- _Required action_
Across the records below, how many lines include the string "current"? State the number and nothing more.

- _Records_
......

PR #1365, opened 2021-05-23
Do not filter out EarmarkParser options

linkdd:
# Actual Behavior

Options passed to the `EarmarkParser` Markdown Processor are filtered out in order to provide default values.

# Desired Behavior

Let the user pass extra options to `EarmarkParser`.

# Changes

Use `Keyword.merge` with the default values as first argument and the user supplied values as second argument.

### DIFF
--- a/lib/ex_doc/markdown/earmark.ex
+++ b/lib/ex_doc/markdown/earmark.ex
@@ -28,13 +28,13 @@ defmodule ExDoc.Markdown.Earmark do
   @impl true
   def to_ast(text, opts) do
     options = [
-      gfm: Keyword.get(opts, :gfm, true),
-      line: Keyword.get(opts, :line, 1),
-      file: Keyword.get(opts, :file, "nofile"),
-      breaks: Keyword.get(opts, :breaks, false),
-      smartypants: Keyword.get(opts, :smartypants, false),
+      gfm: true,
+      line: 1,
+      file: "nofile",
+      breaks: false,
+      smartypants: false,
       pure_links: true
-    ]
+    ] |> Keyword.merge(opts)
 
     case EarmarkParser.as_ast(text, options) do
       {:ok, ast, messages} ->


lib/ex_doc/markdown.ex
```diff
@@ -52,8 +52,14 @@ defmodule ExDoc.Markdown do
   @doc """
   Changes the markdown processor globally.
   """
-  def put_markdown_processor(processor, options \\ []) do
+  def put_markdown_processor(processor) do
     Application.put_env(:ex_doc, @markdown_processor_key, processor)
```
josevalim, line 56: Instead of having two keys and functions, let’s store it as a tuple {processor, options}. WDYT?

linkdd: The `:markdown_processor_options` can be supplied without a `:markdown_processor` key (relying on the default implementation, `ExDoc.Markdown.Earmark` in this case).

What value should `{processor, options}` have if there is no `processor` set?

The current behavior is to discover the `processor` when no value is set:

`get_markdown_processor/0`:

https://github.com/linkdd/ex_doc/blob/patch-1/lib/ex_doc/markdown.ex#L40-L50

`find_markdown_processor/0`:

https://github.com/linkdd/ex_doc/blob/patch-1/lib/ex_doc/markdown.ex#L66-L70

This way, I'm sure I'm not breaking anything 😄

josevalim: The options are specific to a processor anyway, so passing them with the processor is the way to go.

lib/ex_doc/markdown.ex
```diff
@@ -18,22 +18,20 @@ defmodule ExDoc.Markdown do
   """
   @callback to_ast(String.t(), Keyword.t()) :: term()
 
-  @doc """
-  Returns true if all dependencies necessary are available.
-  """
-  @callback available?() :: boolean()
```
josevalim, line 24: Please don’t remove this callback. :)

lib/ex_doc/markdown.ex
josevalim: To be clear, we could make
The markdown_processor to be a tuple or an atom. If a tuple, the second element is options. :)

linkdd: I opted to always set a tuple but with `processor` set to nil, and if it is nil, we try to resolve it.

josevalim: And we remove markdown_processor_options since it isn’t used anyway. :)

linkdd: So `markdown_processor: {nil, options}` in the Mix configuration instead of 2 options ?

josevalim: Yes, but I don’t want to allow nil. If we change the default, then your options may not work with the new default, so better to be explicit.

linkdd: So, the configuration would be one of:

 - `markdown_processor: ExDoc.Markdown.Earmark`
 - `markdown_processor: [module: ExDoc.Markdown.Earmark, options: ...]`
 - `markdown_processor: [options: ...]`

josevalim: It should be module() or {module(), keyword()}.

linkdd: Ok done 🙂

lib/ex_doc/markdown.ex
```diff
@@ -33,21 +33,32 @@ defmodule ExDoc.Markdown do
...
   end
 
   @doc """
   Gets the current markdown processor set globally.
   """
   def get_markdown_processor do
-    case Application.fetch_env(:ex_doc, @markdown_processor_key) do
-      {:ok, processor} ->
-        processor
+    {processor, options} = case Application.fetch_env(:ex_doc, @markdown_processor_key) do
```
josevalim, line 44: Sorry, one last nitpick: let's normalize it when we write (on put_markdown_process) and not when we read. It is generally preferred to normalize data when we store it, instead of every time we write. :)

lib/ex_doc/markdown.ex
```diff
@@ -33,29 +33,33 @@ defmodule ExDoc.Markdown do
...
   end
 
   @doc """
   Changes the markdown processor globally.
   """
-  def put_markdown_processor(processor) do
-    Application.put_env(:ex_doc, @markdown_processor_key, processor)
+  def put_markdown_processor(processor) when is_atom(processor) do
+    put_markdown_processor({processor, []})
+  end
```
josevalim, line 60:
```suggestion
  end

```

lib/ex_doc/markdown/earmark.ex
```diff
@@ -28,13 +28,13 @@ defmodule ExDoc.Markdown.Earmark do
...
-      breaks: Keyword.get(opts, :breaks, false),
-      smartypants: Keyword.get(opts, :smartypants, false),
+      gfm: true,
+      line: 1,
+      file: "nofile",
+      breaks: false,
+      smartypants: false,
       pure_links: true
-    ]
+    ] |> Keyword.merge(opts)
```
josevalim, line 37:
```suggestion
    ]

    options = Keyword.merge(options, opts)
```

josevalim:
@linkdd, please update the tests and we should be good to go! Thanks!

linkdd:
Will do tomorrow, 11pm here time for bed 🛌

Thank you for your suggestions!

linkdd:
@josevalim sorry for the delay, I fixed the unit test and added a new one.

josevalim:

PR #1376, opened 2021-07-02
ExDoc.Language.Erlang: Autolink typespecs

wojtekmach:
Demo:

http://wojtekmach.pl/docs/telemetry/telemetry.html#execute/3

image

### DIFF
--- a/lib/ex_doc/language/erlang.ex
+++ b/lib/ex_doc/language/erlang.ex
@@ -79,25 +79,21 @@ defmodule ExDoc.Language.Erlang do
     nil
   end
 
-  def autolink_spec(attribute, _opts) do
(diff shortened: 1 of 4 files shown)


lib/ex_doc/language/erlang.ex
```diff
@@ -272,6 +268,147 @@ defmodule ExDoc.Language.Erlang do
     "#t:#{name}/#{arity}"
   end
 
+  # Traverses quoted and formatted string of the typespec AST, replacing refs with links.
```
wojtekmach, line 271: the plan is to re-use this algorithm for Elixir in a separate PR.

josevalim (approved):

PR #1386, opened 2021-08-25
Add support for LiveBook's `.livemd` Markdown files

samharnack:


josevalim:
Thank you @samharnack! One thing we want to do with .livemd files is to also include the original, so we can easily import them into Livebook. Can you please look into this? @wojtekmach should we also include the source .md files?

samharnack:
Will do! @josevalim do you have a preference/suggestion of where the source files should be copied or is the root fine?

test/ex_doc/formatter/html_test.exs
```diff
@@ -43,7 +43,8 @@ defmodule ExDoc.Formatter.HTMLTest do
         "test/fixtures/LICENSE",
         "test/fixtures/PlainText.txt",
         "test/fixtures/PlainTextFiles.md",
-        "test/fixtures/README.md"
+        "test/fixtures/README.md",
+        "test/fixtures/LiveBookFile.livemd"
```
wojtekmach, line 47:
```suggestion
        "test/fixtures/LivebookFile.livemd"
```

test/fixtures/LiveBookFile.livemd
```diff
@@ -0,0 +1,3 @@
+# LiveBook Files
```
wojtekmach, line 1:
```suggestion
# Livebook Files
```

wojtekmach:
I'm not sure I follow, in the context of livebook what is the difference between `.livemd` and `.md` and what do we need on the ExDoc side of things? My understanding is that when we work on our livebook, the file is persisted as `.livemd`. And when export, we are nudged towards calling it `.livemd` too.

josevalim:
For .livemd files, you want to import them into Livebook, so we need to
keep a copy of the original and link to it. For now, keeping the original
is fine until we figure out how to link it. Then the question is if we also
want to keep the originals for .md.

For keeping them, I think they can have the exact same path as the html
one, we just change the extension. WDYT?
-- 


*José Valimhttps://dashbit.co/ <https://dashbit.co/>*

samharnack:
IMO including the `.md` might get noisy so I've just copied the `.livemd` files. I'm happy to update the PR to include the `.md` files if thats the desired direction.

wojtekmach:
ok, I think I get it. Say we include `ecto.livemd` in Ecto docs. We already include for example the changelog. You are proposing to have all of these, right?

- https://hexdocs.pm/ecto/ecto.livemd
- https://hexdocs.pm/ecto/ecto.html
- https://hexdocs.pm/ecto/changelog.md
- https://hexdocs.pm/ecto/changelog.html

if so, sounds good to me.

lib/ex_doc/formatter/html.ex
```diff
@@ -203,27 +203,42 @@ defmodule ExDoc.Formatter.HTML do
...
+  end
 
-      if File.regular?(output) do
-        IO.puts(:stderr, "warning: file #{Path.relative_to_cwd(output)} already exists")
-      end
+  defp copy_extras(config, extras) do
+    for %{source_path: source_path} <- extras,
+        filename = Path.basename(source_path),
+        extension_name(filename) == ".livemd" do
+      output = "#{config.output}/#{filename}"
```
josevalim, line 236: I don't think we want the original filename, but we want the new .html file name. This is because we want to make it easy to find the .livemd from the HTML one. So I think this should be this:

```suggestion
    for %{source_path: source_path, id: id} <- extras,
        ext = extension_name(source_path),
        ext == ".livemd" do
      output = "#{config.output}/#{id}.#{ext}"
```

Maybe we should also have a test with a non-conventional .livemd filename?

josevalim:
Btw, for full disclosure, we will be soon launching a Livebook website and we want to add a "Run in Livebook" badge. Clicking on the badge will point to the .livemd file, which you will be able to preview and run in your favorite Livebook instance (it can be local or cloud provided). The idea is to include this badge on all Livebooks generated as part of ExDoc. :)

lib/ex_doc/formatter/html.ex
samharnack: Makes sense, I'll get the tests added. For clarity, when you say "non-conventional" do you mean with spaces and special characters?

josevalim: Yes, exactly!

......

- _Final answer_
2